# [What is expected]
With the string "approved" as the filter, copy each matching line from the records.

(Stored items)
PR #8270, opened 2023-05-11
fix: Document Picture-in-Picture: Use width/height instead of initialAspectRatio

beaufortfrancois:
The `initialAspectRatio` option was removed from the Document Picture-in-Picture spec in favour of `width` and `height`, so we should use them. See https://github.com/WICG/document-picture-in-picture/pull/36


mister-ben:
Thanks. Seems setting width and height has the same issue as with aspect ratio of sizing the outer pip window rather than setting the content size.

mister-ben (approved):

adrums86 (approved):

beaufortfrancois:
Shall we merge?

PR #268, opened 2022-05-17
Ball lottery implemented

antonEEmus:


src/main/java/core/basesyntax/Application.java
```diff
@@ -3,5 +3,12 @@
 public class Application {
     public static void main(String[] args) {
         // create three balls using class Lottery and print information about them in console
```
KostyaNikiforov, line 5: Remove redundant comment)

KostyaNikiforov (changes requested):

# [Solution below]
mister-ben (approved):
adrums86 (approved):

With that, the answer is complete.